Subject: Fast ffs (was Re: Request for testers.)
To: None <cg110@york.ac.uk>
From: None <olly@muscat.co.uk>
List: port-arm32
Date: 04/22/1997 09:29:32
There's an obvious tweak -- use ANDS and NE to avoid the LDRB for ffs(0).
Here's a rewritten version with APCS register names:
ffs
; Standard trick to isolate bottom bit in a0 or 0 if a0 = 0 on entry
rsb a1, a0, #0
ands a0, a0, a1
; now a0 has at most one set bit, call this X
; if X = 0, all further instructions are skipped
orrne a0, a0, a0, lsl #4 ; a0 = X * 0x11
orrne a0, a0, a0, lsl #6 ; a0 = X * 0x451
rsbne a0, a0, a0, lsl #16 ; a0 = X * 0x0450fbaf
; now lookup in table indexed on top 6 bits of a0
adrne a2, ffs_table
ldrneb a0, [ a2, a0, lsr #26 ]
mov pc, lr
ffs_table
<64 byte table>
Now we're only using 32 entries in the table, which makes me wonder if we
can use a smaller table (mind you, this isn't going to make much difference
to the speed, perhaps a small improvement from better caching).
We can pack 0 ... 31 into the 32 bit value 0x07c564dd (there are probably
others possibilities -- I found this one easily enough).

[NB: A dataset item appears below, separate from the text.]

PR #1277, opened 2026-06-25
Consume StepInfo from activator return value (STEP-2437)

lpusok:
Bump stepman to v0.21.3, which now populates ActivatedStep.StepInfo for every activation type (steplib, git, local path). The CLI reads the step info from that return value instead of relying on the activator mutating a passed-in *StepInfoModel, so the steplib-only activation-type guard is gone and the pointer parameter is dropped from stepActivator.activateStep.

In binary 00000111110001010110010011011101 then 0000 from shifting, and we
get each of 0 ... 31 exactly once by considering sets of 5 consecutive bits.
However, I can't see how to multiply by this value in <= 3 instructions.
Looking at factors of the form 2^n +/- 1 we have 1025, 63, 15, 9, 7, 5, 3
(not all at once), but there's also a prime factor of 673 (1010100001 in
binary).
Cheers,
Olly
--
Usenet is not for answering questions but for questioning answers.